Fluctuating hydrodynamics of multispecies reactive mixtures

TL;DR

This paper develops a computational framework for fluctuating hydrodynamics in reactive multi-species mixtures, comparing stochastic chemistry models and validating results against theoretical predictions, highlighting the impact of chemical reactions on fluctuations.

Contribution

It introduces a numerical scheme for inhomogeneous reactive flows and compares two stochastic chemistry models, advancing the understanding of fluctuations in reactive mixtures.

Findings

Good agreement with theory validates the formulation.

Chemical reactions suppress long-range correlations.
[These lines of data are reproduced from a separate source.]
PR #5057, opened 2019-04-21
rebase: orig_head and onto accessors

eaigner:
The rebase struct stores fields with information about the current
rebase process, which were not accessible via a public interface.

Accessors for getting the `orig_head` and `onto` branch
names and object ids have been added.

### DIFF
--- a/src/rebase.c
+++ b/src/rebase.c
@@ -1327,6 +1327,22 @@ int git_rebase_finish(
 	return error;
 }
 
+const char *git_rebase_orig_head_name(git_rebase *rebase) {
+	return rebase->orig_head_name;
+}
+
+const git_oid *git_rebase_orig_head_id(git_rebase *rebase) {
+	return &rebase->orig_head_id;
+}
+
+const char *git_rebase_onto_name(git_rebase *rebase) {
+	return rebase->onto_name;
+}
+
+const git_oid *git_rebase_onto_id(git_rebase *rebase) {
+	return &rebase->onto_id;
+}
+
 size_t git_rebase_operation_entrycount(git_rebase *rebase)
 {
 	assert(rebase);
--- a/include/git2/rebase.h
+++ b/include/git2/rebase.h
@@ -200,6 +200,34 @@ GIT_EXTERN(int) git_rebase_open(
 	const git_rebase_options *opts);
 
 /**
+ * Gets the original `HEAD` ref name for merge rebases.
+ *
+ * @return The original `HEAD` ref name
+ */
+GIT_EXTERN(const char *) git_rebase_orig_head_name(git_rebase *rebase);
+
+/**
+ * Gets the original `HEAD` id for merge rebases.
+ *
+ * @return The original `HEAD` id
+ */
+GIT_EXTERN(const git_oid *) git_rebase_orig_head_id(git_rebase *rebase);
+
+/**
+ * Gets the `onto` ref name for merge rebases.
+ *
+ * @return The `onto` ref name
+ */
+GIT_EXTERN(const char *) git_rebase_onto_name(git_rebase *rebase);
+
+/**
+ * Gets the `onto` id for merge rebases.
+ *
+ * @return The `onto` id
+ */
+GIT_EXTERN(const git_oid *) git_rebase_onto_id(git_rebase *rebase);
+
+/**
  * Gets the count of rebase operations that are to be applied.
  *
  * @param rebase The in-progress rebase
--- a/tests/rebase/merge.c
+++ b/tests/rebase/merge.c
@@ -44,6 +44,10 @@ void test_rebase_merge__next(void)
 	git_status_list *status_list;
 	const git_status_entry *status_entry;
 	git_oid pick_id, file1_id;
+	git_oid master_id, beef_id;
+
+	git_oid_fromstr(&master_id, "efad0b11c47cb2f0220cbd6f5b0f93bb99064b00");
+	git_oid_fromstr(&beef_id, "b146bd7608eac53d9bf9e1a6963543588b555c64");
 
 	cl_git_pass(git_reference_lookup(&branch_ref, repo, "refs/heads/beef"));
 	cl_git_pass(git_reference_lookup(&upstream_ref, repo, "refs/heads/master"));
@@ -52,6 +56,12 @@ void test_rebase_merge__next(void)
 	cl_git_pass(git_annotated_commit_from_ref(&upstream_head, repo, upstream_ref));
 
 	cl_git_pass(git_rebase_init(&rebase, repo, branch_head, upstream_head, NULL, NULL));
+
+	cl_assert_equal_s("refs/heads/beef", git_rebase_orig_head_name(rebase));
+	cl_assert_equal_oid(&beef_id, git_rebase_orig_head_id(rebase));
+
+	cl_assert_equal_s("master", git_rebase_onto_name(rebase));
+	cl_assert_equal_oid(&master_id, git_rebase_onto_id(rebase));
 
 	cl_git_pass(git_rebase_next(&rebase_operation, rebase));
 


src/rebase.c
```diff
@@ -1327,6 +1327,34 @@ int git_rebase_finish(
 	return error;
 }
 
+const git_oid *git_rebase_orig_head_id(git_rebase *rebase) {
+	if (rebase->type == GIT_REBASE_TYPE_MERGE) {
+		return &rebase->orig_head_id;
+	}
+	return NULL;
+}
```
ethomson: Nit: we don't do braces around single lines.  eg:

```
if (rebase->type == GIT_REBASE_TYPE_MERGE)
    return &rebase->orig_head_id;

return NULL;
```

But tbqh, I would just:

```
return (rebase->type == GIT_REBASE_TYPE_MERGE) ? &rebase->orig_head_id : NULL;
```

and for the strings you can just return them directly, no?  (They're either null or they're not, no need to check the rebase type).

But that's less important

eaigner: I had it that way before but I was not sure if that would remain the same for other rebase types, since other rebase types can have different file structures/objects inside the `.git/rebase-merge` dir (i'm currently looking into implementing interactive rebase).

But I guess for now thats true, and it probably wont make a difference if I return it directly.

tiennou:
Since you're poking around interactive rebase, [this](https://github.com/libgit2/libgit2/compare/master...tiennou:wip/rebase-interactive) is my own poke around the rebase code. Started last year, quickly rebased, may contain hazardous material, YMMV.

src/rebase.c
```diff
@@ -1327,6 +1327,22 @@ int git_rebase_finish(
...
 
+const git_oid *git_rebase_orig_head_id(git_rebase *rebase) {
+	return (rebase->type == GIT_REBASE_TYPE_MERGE) ? &rebase->orig_head_id : NULL;
+}
+
+const char *git_rebase_orig_head_name(git_rebase *rebase) {
+	return (rebase->type == GIT_REBASE_TYPE_MERGE) ? rebase->orig_head_name : NULL;
+}
+
+const git_oid *git_rebase_onto_id(git_rebase *rebase) {
```
tiennou: That's minor, but I don't like how those two names parse: "onto" makes me expect that something would happen, but those are accessors…

What about `git_rebase_ref_(orig_head|onto)(_id)`. Alternatively, maybe the implementation can be changed to copy the annotated commits instead of the current oid/name split, which would make the final interface a 2-function `git_rebase_annotated_(orig_head|onto)` ?

eaigner: Personally I would let the caller decide if he wants to create a new object for the annotated commit. I'd go with `git_rebase_(orig_head|onto)_ref` and `git_rebase_(orig_head|onto)_id`.

eaigner: I for one am mainly interested in the name/ref alone.

eaigner: Oh I see... you mean storing `git_annotated_commit *branch` as `orig_head` and `git_annotated_commit *onto` as `onto` instead of separate values in `rebase_init_merge`?

eaigner: Ok, now returning `annotated_commit`s. Also has the benefit of returning fully qualified ref names.

eaigner: But i dont know... simplest would be to just omit annotated commits and oids and just return the ref names. If someone wants the ref, they could always dwim it themselves.

src/rebase.c
```diff
@@ -1327,6 +1327,33 @@ int git_rebase_finish(
...
+static int git_rebase_get_annotated_name(git_annotated_commit **out, const char *name, git_rebase *rebase) {
+	int error;
+	git_reference *ref;
+
+	if (rebase->type != GIT_REBASE_TYPE_MERGE) {
+		git_error_set(GIT_ERROR_REBASE, "invalid rebase type");
+		return -1;
+	}
+
+	if ((error = git_reference_dwim(&ref, rebase->repo, name)))
```
tiennou: Hmm, I don't like that an external change could cause a failure there… But we'd be in a lot of trouble already if that was the case.

src/rebase.c
```diff
@@ -1327,6 +1327,33 @@ int git_rebase_finish(
...
+
+	error = git_annotated_commit_from_ref(out, rebase->repo, ref);
+
+	git_reference_free(ref);
+
+	return error;
+}
+
+int git_rebase_annotated_orig_head(git_annotated_commit **out, git_rebase *rebase) {
+	return git_rebase_get_annotated_name(out, rebase->orig_head_name, rebase);
```
tiennou: "Generally", I'd expect that kind of accessor to be of the form `assert(s); return s->member;`, so it has stronger guarantees (ie. you can always get back what you put in). Maybe that could be refactored, but as far as I'm concerned what you're doing here is fine.

eaigner: Well, like I said above, we don't really seem to need the OID at all, so maybe its just best to return the `orig_head` and `onto` names as `const char *` and let the caller resolve/dwim the name himself.

ethomson: There's a bit of a problem with that:  we aren't guaranteed to have the ref names in the future.  Right now we only support two types of rebase (merge-style, and an in-memory format).  The in-memory rebase is something we invented, and since it doesn't write to the filesystem it has no compatibility issues with git, so we can guarantee whatever we want there.

`rebase --merge` emulation has this information, it stores the `onto_name` in a file.  But, other types of rebase _don't_.  You can look at `rebase -i` and see that it has `onto` (an OID) but not the name.  (Because _of course_ it does.)  So when we go to emulate interactive rebase, we'll be missing that information.

So I think we should either expose `onto` and `onto_name` as an oid and a `const char *` (respectively)...  annotated commits are another option, but they're _really_ heavy when all you want is a name and an oid (they actually read the ODB for the commit ID, new up a commit, etc).

Same with `orig_head` for similarity, I think.  We could probably expose the "orig head name" as such to avoid people having to know that it's the "orig head" (an oid) vs the "head name" (a string).

I would propose:

```
git_oid *git_rebase_onto(git_rebase *rebase);
const char *git_rebase_onto_name(git_rebase *rebase);
git_oid *git_rebase_orig_head(git_rebase *rebase);
const char *git_rebase_orig_head_name(git_rebase *rebase);
```

You could also have `onto_id` and `orig_head_id` if you thought that made things more expressive?  I don't care whether the API mirrors the filenames or not.

I would expose _both_ though.  You mention that the caller could resolve them, but there's a pathological case where a user might start a rebase and then edit a ref involved in that rebase in the middle of it.  We should return the literal rebase data.  If a user wanted the `git_oid` for the `orig_head` then if they're expected to get that by resolving the branch name, it could be wrong.  Let's give them the literal data to avoid any surprises or confusion.

eaigner: @ethomson thats how it was in the original commit https://github.com/libgit2/libgit2/commit/44dca762ea3cf47ea92c87780e193d0fff13421a

eaigner:
I reverted it to the original approach, since annotated commits seem overkill to me and I think its better to reflect the actual files on disk without having some voodoo magic inbetween. I left the string accessors with `name` instead of `ref` in their names, since its a name (`char *`) and not an actual `git_reference` object.

So the interface looks like this again:

```
const char *git_rebase_orig_head_name(git_rebase *rebase);
const git_oid *git_rebase_orig_head_id(git_rebase *rebase);
const char *git_rebase_onto_name(git_rebase *rebase);
const git_oid *git_rebase_onto_id(git_rebase *rebase);
```

src/rebase.c
tiennou: > they actually read the ODB for the commit ID, new up a commit, etc

My point was that this cost is payed by the caller, which passes us those annotated commits. 

From an implementer's perspective, I like annotated commits better than a ref/oid pair, especially since I already looked them up at some point (and then there's the context that an annotated commit carries: things like is that a post-fetch merge will be used to generate a merge-commit message). If I had a separate "rebase-operation" class, it wouldn't be able to give me back the object identity it had: I would have to keep track of the initial values passed in my class before the call to `git_rebase`.

I'm fine with the proposal as it stands, and sorry for the nitpicking.

ethomson:
LGTM.  Thanks @eaigner!

eaigner:
🎉😊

Spontaneous fluctuations enhance pattern formation.

Abstract

We formulate and study computationally the fluctuating compressible Navier-Stokes equations for reactive multi-species fluid mixtures. We contrast two different expressions for the covariance of the stochastic chemical production rate in the Langevin formulation of stochastic chemistry, and compare both of them to predictions of the chemical Master Equation for homogeneous well-mixed systems close to and far from thermodynamic equilibrium. We develop a numerical scheme for inhomogeneous reactive flows, based on our previous methods for non-reactive mixtures [K. Balakrishnan, A. L. Garcia, A. Donev and J. B. Bell, Phys. Rev. E 89:013017, 2014]. We study the suppression of non-equilibrium long-ranged correlations of concentration fluctuations by chemical reactions, as well as the enhancement of pattern formation by spontaneous fluctuations. Good agreement with available theory demonstrates that the formulation is robust and a useful tool in the study of fluctuations in reactive multi-species fluids. At the same time, several problems with Langevin formulations of stochastic chemistry are identified, suggesting that future work should examine combining Langevin and Master Equation descriptions of hydrodynamic and chemical fluctuations.